* **WORK TO COMPLETE**:
Give only the number of lines in the records that include "labels".

Saved data entries
........

PR #1210, opened 2021-03-25
Migrate IMS config

tiraboschi:
migrate IMS config to HCO CR

- add vddkInitImage parameter to HCO CR
- make HCO the source of truth for it
- during upgrade, copy existing values from IMS CM to HCO CR onlyif still not set on HCO CR
- reconcile the whole CM for IMS
- add unit tests

**Release note**:
```release-note
let the user configure vddkInitImage from HCO CR
```

### DIFF
--- a/pkg/controller/hyperconverged/hyperconverged_controller.go
+++ b/pkg/controller/hyperconverged/hyperconverged_controller.go
@@ -864,7 +864,9 @@ func (r *ReconcileHyperConverged) recoverHCOVersion(request *common.HcoRequest) 
 const (
 	kvCmName         = "kubevirt-config"
 	backupKvCmName   = kvCmName + "-backup"
+	imsCmName        = "v2v-vmware"
 	liveMigrationKey = "migrations"
+	vddkInitImakeKey = "vddk-init-image"
 )
 
 func (r *ReconcileHyperConverged) migrateBeforeUpgrade(req *common.HcoRequest) (bool, error) {
@@ -873,12 +875,17 @@ func (r *ReconcileHyperConverged) migrateBeforeUpgrade(req *common.HcoRequest) (
 		return false, err
 	}
 
-	cdiConfigMmodified, err := r.migrateCdiConfigurations(req)
+	cdiConfigModified, err := r.migrateCdiConfigurations(req)
 	if err != nil {
 		return false, err
 	}
 
-	return kvConfigMmodified || cdiConfigMmodified, nil
+	imsConfigModified, err := r.migrateImsConfigurations(req)
+	if err != nil {
+		return false, err
+	}
+
+	return kvConfigMmodified || cdiConfigModified || imsConfigModified, nil
 }
 
 func (r ReconcileHyperConverged) migrateKvConfigurations(req *common.HcoRequest) (bool, error) {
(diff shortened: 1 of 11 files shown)


pkg/controller/hyperconverged/hyperconverged_controller.go
```diff
@@ -937,6 +944,45 @@ func (r ReconcileHyperConverged) migrateCdiConfigurations(req *common.HcoRequest
...
+		}
+		req.Logger.Info("failed to get IMS configmap", "error", err.Error())
+		return false, err
+	}
+
+	modified := false
+	vddkInitImage, ok := cm.Data[vddkInitImakeKey]
+	if !ok {
+		// if the user never set the value we should simply continue
+		req.Dirty = false || req.Dirty
```
nunnatsa, line 969: This line will never change `req.Dirty` - please drop it.

pkg/controller/hyperconverged/hyperconverged_controller.go
```diff
@@ -937,6 +944,45 @@ func (r ReconcileHyperConverged) migrateCdiConfigurations(req *common.HcoRequest
...
+		modified = false
```
nunnatsa, line 970: `modified` is already `false`

So I think we can drop this whole if branch, and only check `if ok`

pkg/controller/hyperconverged/hyperconverged_controller.go
```diff
@@ -937,6 +944,45 @@ func (r ReconcileHyperConverged) migrateCdiConfigurations(req *common.HcoRequest
...
+	} else {
+		if *req.Instance.Spec.VddkInitImage != vddkInitImage {
```
nunnatsa, line 972: This is something I'm not sure about. If the HyperConverged CR already contains the VDDK image, so someone populated it on purpose. I don't think we need to adopt the old configurations in this case. So I would change the if to:
```golang
if req.Instance.Spec.VddkInitImage == nil && *req.Instance.Spec.VddkInitImage != vddkInitImage {
```

pkg/controller/hyperconverged/hyperconverged_controller.go
```diff
@@ -937,6 +944,45 @@ func (r ReconcileHyperConverged) migrateCdiConfigurations(req *common.HcoRequest
...
+			req.Logger.Info("updating the HyperConverged CR from the IMS configMap")
+			req.Instance.Spec.VddkInitImage = &vddkInitImage
+			req.Dirty = true
+			modified = true
+		} else {
```
nunnatsa, line 977: There is no effet for this else - please drop it

pkg/controller/hyperconverged/hyperconverged_controller.go
tiraboschi: done

pkg/controller/hyperconverged/hyperconverged_controller.go
tiraboschi: done

pkg/controller/hyperconverged/hyperconverged_controller.go
tiraboschi: done

pkg/controller/hyperconverged/hyperconverged_controller.go
tiraboschi: done

nunnatsa (approved):
/approve

nunnatsa:
Added auto generated code

/override coverage/coveralls

PR #1213, opened 2021-03-29
Fix the go version in all go-based github actions to 1.15.10

nunnatsa:
The previous setting in some actions was `^1.15` so it became 1.16

We don't use 1.16 yet, so we need to fix it to the latests 1.15.x

**Release note**:

```release-note
NONE
```


tiraboschi (approved):

nunnatsa:
We configured the smoke tests not to run in these cases, but it will only work for new PRs. Overriding.

PR #2862, opened 2024-04-03
Fix the monitoring e2e test

nunnatsa:
The "KubeVirtCRModified alert should fired when there is a modification on a CR" e2e test fails frequently, because the test logic is trying to trigger the `KubeVirtCRModified` alert, by adding a new label to KubeVirt CR, while we now allowing adding custom lables.

This PR adds a fake feature gate to the KubeVirt CR in order to trigger the same alert. HCO fully reconciles the KV feature gates, so it should trigger the alert in this case.

**Reviewer Checklist**

- [ ] PR Message
- [ ] Commit Messages
- [ ] How to test
- [ ] Unit Tests
- [ ] Functional Tests
- [ ] User Documentation
- [ ] Developer Documentation
- [ ] Upgrade Scenario
- [ ] Uninstallation Scenario
- [ ] Backward Compatibility

**Jira Ticket**:

```jira-ticket
None
```

**Release note**:

```release-note
None
```

### DIFF
--- a/tests/func-tests/monitoring_test.go
+++ b/tests/func-tests/monitoring_test.go
@@ -95,14 +95,28 @@ var _ = Describe("[crit:high][vendor:cnv-qe@redhat.com][level:system]Monitoring"
 
 	It("KubeVirtCRModified alert should fired when there is a modification on a CR", func() {
 		By("Patching kubevirt object")
-		Eventually(func(g Gomega) map[string]string {
-			patch := []byte(`[{"op": "add", "path": "/metadata/labels/test-label", "value": "test-label-value"}]`)
+		const (
+			fakeFG = "fake-fg-for-testing"
+			query  = `kubevirt_hco_out_of_band_modifications_total{component_name="kubevirt/kubevirt-kubevirt-hyperconverged"}`
+		)
+
+		var valueBefore float64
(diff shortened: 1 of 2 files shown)


machadovilaca:
/lgtm

but I wonder why this didn't fail in the PR where the label addition was made possible

nunnatsa:
> /lgtm
> 
> but I wonder why this didn't fail in the PR where the label addition was made possible

I think it's flaky. Maybe some other test also changes KV, or even other CR. The order of the tests is random, so if there is a test that do that, the test will pass

machadovilaca:
> > /lgtm
> > but I wonder why this didn't fail in the PR where the label addition was made possible
> 
> I think it's flaky. Maybe some other test also changes KV, or even other CR. The order of the tests is random, so if there is a test that do that, the test will pass.
> 
> e.g. the `should have all the required labels in all the controlled resources` modifies a controlled label.

maybe we should improve the test to verify the out of band modifications metric value is increases after the CR change in the test

tiraboschi (approved):

nunnatsa:
hco-e2e-operator-sdk-sno-aws lane passed 
/override ci/prow/hco-e2e-operator-sdk-sno-azure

........

* **PROBLEM SOLUTION**:
2